Run

The smells and sounds take you back to when you were someone else. Someone scared who fought this once already. And so you ask yourself: who will I be this time? Older and wiser? Or older and scarier—and more fucking scared? Can I use what I know to get me through, or will what I know break me down?

When you get to the chemo room the smells assault you, it’s instant. The sharp sting of antiseptic, the metallic tang of IV poles, the faint sweetness of plastic tubing—it all slams into you. And your body screams: Run. You don’t want to do this. You don’t want to do any part of this. You want to run like you’ve never run before, away from everything you know is coming.

And then you sit in the hateful chair. You look around and see the others—some right where you are, some who’ve been where you are, some heading where you’ve already been. Their faces are tired, their blankets pulled close, their eyes telling truths you don’t want to hear. And it still scares the shit out of you. Run, your mind says. Run like you’ve never run before.

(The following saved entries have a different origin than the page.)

PR #6339, opened 2025-06-10
remove incorrect comment

matkoniecz:
accoding to my testing it is used in regular operations in overlay editing, at least in Things, Places and Buildings overlays

BTW, maybe I got blind but I cannot find ShowQuestFormsScreen anymore in debug builds

### DIFF
--- a/app/src/androidMain/kotlin/de/westnordost/streetcomplete/overlays/AbstractOverlayForm.kt
+++ b/app/src/androidMain/kotlin/de/westnordost/streetcomplete/overlays/AbstractOverlayForm.kt
@@ -109,7 +109,6 @@ abstract class AbstractOverlayForm :
             return localizedContext.resources
         }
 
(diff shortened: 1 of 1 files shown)


westnordost:
No, that comment is quite correct. Maybe it is misunderstandable. What I mean with this is that usually they'd use elementEditsController directly, it's just for ShowQuestFormsScreen that it doesn't.

Anyway, 

> BTW, maybe I got blind but I cannot find ShowQuestFormsScreen anymore in debug builds

I had to change something in the build config. To enable them again, add the line 
```
app.streetcomplete.debug=true
```

to your `~/.gradle/gradle.properties`

matkoniecz:
what about `// used to enable testing via ShowQuestFormsScreen! Found no better way to do this` ?

westnordost:
ok

matkoniecz:
done in https://github.com/streetcomplete/StreetComplete/commit/80f7b28cf623e668fa747cd41015c362bfd17ccb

And then the Beep,Beep, Beep, of the grim metronome. You can’t help but think: if it stops, do I stop? The thought coils around your spine. But then you remember—you’ve been here before. You’ve met the beeping before. You’ve beaten the beeping before.

And still—still—
you want to run.
Run like you’ve never run before.

But you don’t.
You stay.
Because running isn’t who you are.

You’re here.
You’re scared as hell.
But you’re still in the fucking chair.

And that? That’s the fight. Stay!

Comments

One response to “Run”

  1. robinmaderich Avatar

    Yep, except when you were running those marathons or something “k” races (sorry, I should know the difference, I think) running ISN’T who you are.